Today, the tissue samples and the burgeoning DNA database have become a bounty for ecological as well as evolutionary scientific investigations.

One example is the identification of fish eggs and larvae, key indicators of the health and prosperity of fish populations. Many fish eggs appear mind-bogglingly similar, so it’s a boon to fisheries managers to know what kind of fish are spawning where. Barcoding can provide the answer without ambiguity.

“If we see two fish, why do we care if it’s one species or two?” Burton asks. “The answer is that fish stock assessments and fisheries quotas are built upon knowing whether we’re talking about one or more species. If you fish one threatened species out of Northern California waters, can fish in Southern California repopulate it? Not if they are a different species.”

DNA barcoding can be used in examining and identifying the mangled contents inside predatory fish stomachs to determine what and possibly where they were feeding.

Barcoding and DNA identification have become so reliable that Burton and Hastings have been pulled into legal proceedings to aid agencies such as the California Department of Fish and Game. A chunk of mollusk recently residing in a jar in Burton’s laboratory was a key piece of evidence in determining whether an abalone catcher ran afoul of the law.

Such applications are exclusive to the marine environment, but they are fundamentally vital to the global barcoding initiative, says Hebert, because the barcode library of all life is being built one brick at a time.
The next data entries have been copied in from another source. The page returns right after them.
PR #435, opened 2023-07-16
Solution create file from terminal

MarkShapka:


app/create_file.py
```diff
@@ -1 +1,30 @@
-# write your code here
+import sys
+import os
+from datetime import datetime
+
+
```
Polyakiv-Andrey, line 5: rewrite this using functions or classes and to test your code use if __name__ == __main__:

Polyakiv-Andrey (changes requested):

Polyakiv-Andrey (approved):
Good job!

PR #1006, opened 2024-09-26
Solution

Viacheslav417865:


Viacheslav417865:
py-create-file-from-terminal 1

Viacheslav417865:
py-create-file-from-terminal 2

“This is an important brick,” Hebert said about the California fish identification project. “To build this library we all need to start in our backyard. I started with moths in my backyard.”

 

BARCODE SEAL OF APPROVAL

 

Hastings, curator of the Scripps Marine Vertebrate Collection and North American coordinator for the Fish Barcode of Life project, believes barcoding can enlighten and inform debates about seafood and future sustainability.

“If scientists are saying red snapper is overfished and yet people all over the country are seeing red snapper in the market, then it’s fair for them to ask, ‘How rare can it be?’”

He envisions a day when fish are sold with a sticker bearing a barcode seal of approval, which will give consumers peace of mind in knowing that red snapper is indeed red snapper, not vermillion snapper, lane snapper, or some other

As Burton and Hastings approach 500 barcoded species in their California fish project, they are now expanding the regional focus of their database by including fishes off Mexico.

Mark Stoeckle, who helped guide his daughter’s Manhattan fish project, touts the practical applications of DNA barcoding, especially in vital areas such as public heath, including testing food shipments for invasive species and other threats. He’s now involved in another high school project, this time with something he describes as “CSI for the house.” He and his student investigators will test the authenticity of anything inside a home that can be traced to an animal product, be they refrigerator items or dog food.

Stoeckle and Hebert, the father of biological barcoding, believe the future is enticing, especially as barcoding devices shrink to be hand-held. They envision Star Trek-type “tricorder” devices capable of identifying plant and animal life by simply scanning over an organism and linking to online databases full of information about that species.

Such a future is now in the works. In February Hebert participated in a meeting in Toronto in which technologists met with biologists to plot a course for DNA barcoding device miniaturization. He envisions a table-top device for animal barcode readings being introduced within five years. A hand-held device? Perhaps 10 years, he believes.

“In the future every kid gets one of these in their Christmas stocking,” said Hebert. “It’s really a global positioning system for life. It can get people and children excited about the natural world. Just walking through the woods and seeing an animal, they can read and understand everything that humanity has learned about that organism.”